SPEAKING TIME ANALYSIS
Using movie audio, we compute the speaking time of male and female characters to obtain an objective indicator of gender representation. The algorithm for performing this analysis involves automatic voice activity detection, audio segmentation, and gender classification.
Voice Activity Detection: Movie audio typically contains many non-speech regions, including sound effects, background music, and silence. The first step is to eliminate non-speech regions from the audio using voice activity detection (VAD) and retain only speech segments. We used a recurrent neural network based VAD algorithm implemented in the open-source toolkit OpenSMILE to isolate speech segments. Segmentation: We then break speech segments into smaller sections in order to ensure each segment includes speech from only one speaker. This is performed using an algorithm based on Bayes Information Criterion (BIC), available in the KALDI toolkit. Thirteen dimensional Mel Frequency Cepstral Coefficient (MFCC) features are used for the automatic speaker segmentation. This step essentially decomposes continuous speech segments obtained in the VAD step into smaller segments to make sure no segment contains speech from two different speakers.

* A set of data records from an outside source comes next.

PR #2105, opened 2017-04-14
DCOS-14184: Always show declined offers data if available

jfurrow:
This PR changes the behavior of declined offers to always show the declined offers summary & table when the data is available. Previously the summary & table were hidden until the resource had been waiting more than 5 minutes.

**Checklist**

### DIFF
--- a/plugins/services/src/js/containers/pod-debug/PodDebugContainer.js
+++ b/plugins/services/src/js/containers/pod-debug/PodDebugContainer.js
@@ -15,7 +15,6 @@ import TimeAgo from "#SRC/js/components/TimeAgo";
 
 import DeclinedOffersHelpText from "../../constants/DeclinedOffersHelpText";
 import DeclinedOffersTable from "../../components/DeclinedOffersTable";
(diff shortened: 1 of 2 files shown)


rcorral:
Works well for me!

plugins/services/src/js/containers/pod-debug/PodDebugContainer.js
```diff
@@ -41,8 +40,7 @@ class PodDebugTabView extends React.Component {
     const {pod} = this.props;
     const queue = pod.getQueue();
 
-    if (!DeclinedOffersUtil.shouldDisplayDeclinedOffersWarning(pod)
```
mlunoe: If we are not using `shouldDisplayDeclinedOffersWarning` anywhere I think we should remove it

jfurrow: We are still using it in the `ServiceStatusWarning` component, here: https://github.com/dcos/dcos-ui/blob/6709773bd605e91d19c7cc3d59221168b444618f/plugins/services/src/js/components/ServiceStatusWarning.js#L16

Gender Classification: The speech segment is then classified into two categories based on whether it was likely spoken by a male or female character. This is accomplished with acoustic feature extraction and feature normalization.
- Acoustic Feature Extraction: We use 13-dimensional MFCC features for gender classification because they can be reliably extracted from movie audio, unlike pitch or other high-level features where extraction is made unreliable by the diverse and noisy nature of movie audio.
- Feature Normalization: Feature normalization is deemed necessary to address the issue of variability of speech across different movies and speakers, and to reduce the effect of noise present in the audio channel. Cepstral Mean Normalization (CMN) is a standard technique popular in Automatic Speech Recognition (ASR) and other speech technology applications. Using this method, the cepstral coefficients are linearly transformed to have the same segmental statistics (zero mean).
Classification of the speaker as either male or female is based on gender-specific Gaussian mixture models (GMMs) of the acoustic features. These models are trained on a gender-annotated subset of general speech databases used for developing speech technologies using frame-level features for each gender. The GMM we use in this system has 100 mixture components and is optimized by tuning the parameters in a held-out evaluation set. For a new input segment whose gender label is to be predicted, the likelihoods of the segment belonging to a male or female class are computed based on this pre-trained model. The class with higher likelihood is assigned to the segment as the estimated gender prediction. The total speaking time by gender is then computed by adding together the durations for each utterance classified as Male/Female. This gives us the male and female speaking time in a movie.